Key Rate Sensitivities
Compute key rate durations, DV01s, and convexities via automatic differentiation using ZeroRateCurve from FinanceModels.jl.
This approach uses ForwardDiff to differentiate through the curve construction, giving exact (machine-precision) sensitivities in a single pass. See the autodiff ALM chapter for background.
Basic Usage
Construct a ZeroRateCurve with continuously-compounded zero rates and tenor times, then pass it to duration, convexity, or sensitivities:
using ActuaryUtilities, FinanceModels
rates = [0.03, 0.03, 0.03, 0.03, 0.03]
tenors = [1.0, 2.0, 3.0, 4.0, 5.0]
zrc = ZeroRateCurve(rates, tenors)
cfs = [5.0, 5.0, 5.0, 5.0, 105.0]
# Scalar modified duration (default)
dur = duration(zrc, cfs, tenors)
# Scalar DV01
dv01 = duration(DV01(), zrc, cfs, tenors)
# Scalar convexity
conv = convexity(zrc, cfs, tenors)To get the full key-rate decomposition (vectors/matrices), use KeyRates():
# Key rate durations (modified): vector of -∂V/∂rᵢ / V
krds = duration(KeyRates(), zrc, cfs, tenors)
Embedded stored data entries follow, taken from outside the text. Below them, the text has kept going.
PR #1268, opened 2023-07-13
[15.0][IMP] hr_employee_age: Add groups="hr.group_hr_user" to age field according to birthday field definition

victoralmau:
Add `groups="hr.group_hr_user"` to age field according to `birthday` field definition (https://github.com/odoo/odoo/blob/15.0/addons/hr/models/hr_employee.py#L73C45-L73C70)

Please @pedrobaeza and @CarlosRoca13 can you review it?

@Tecnativa TT43046

### DIFF
--- a/hr_employee_age/models/hr_employee.py
+++ b/hr_employee_age/models/hr_employee.py
@@ -8,7 +8,11 @@ from odoo import api, fields, models
 class HrEmployee(models.Model):
     _inherit = "hr.employee"
 
-    age = fields.Integer(compute="_compute_age")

# Key rate DV01s: vector of -∂V/∂rᵢ / 10000
dv01s = duration(DV01(), KeyRates(), zrc, cfs, tenors)
# Key rate convexity matrix: ∂²V/∂rᵢ∂rⱼ / V
conv_matrix = convexity(KeyRates(), zrc, cfs, tenors)For a complete set of key-rate results in a single AD pass, use sensitivities:
result = sensitivities(zrc, cfs, tenors)
# result.value — present value
# result.durations — key rate durations (modified) — vector
# result.convexities — cross-convexity matrix — matrix
# For DV01s instead of durations:
dv01_result = sensitivities(DV01(), zrc, cfs, tenors)
# dv01_result.value — present value
# dv01_result.dv01s — key rate DV01s — vector
# dv01_result.convexities — cross-convexity matrix — matrixScalar vs Key-Rate Decomposition
By default, duration and convexity with a ZeroRateCurve return scalars — the total modified duration, DV01, or convexity. This is consistent with the yield-based API (duration(0.03, cfs, times)).
To obtain the per-tenor decomposition, pass KeyRates() as the first argument:
# Scalar (default) — same as sum of key-rate decomposition
duration(zrc, cfs, tenors) # scalar
duration(DV01(), zrc, cfs, tenors) # scalar
convexity(zrc, cfs, tenors) # scalar
# Key-rate decomposition
duration(KeyRates(), zrc, cfs, tenors) # vector
duration(DV01(), KeyRates(), zrc, cfs, tenors) # vector
convexity(KeyRates(), zrc, cfs, tenors) # matrixThe scalar value equals the sum of the key-rate decomposition:
duration(zrc, cfs, tenors) ≈ sum(duration(KeyRates(), zrc, cfs, tenors))For a flat curve, the scalar modified duration matches the yield-based API:
using ActuaryUtilities
cfs = [5.0, 5.0, 5.0, 5.0, 105.0]
tenors = [1.0, 2.0, 3.0, 4.0, 5.0]
zrc = ZeroRateCurve(fill(0.03, 5), tenors)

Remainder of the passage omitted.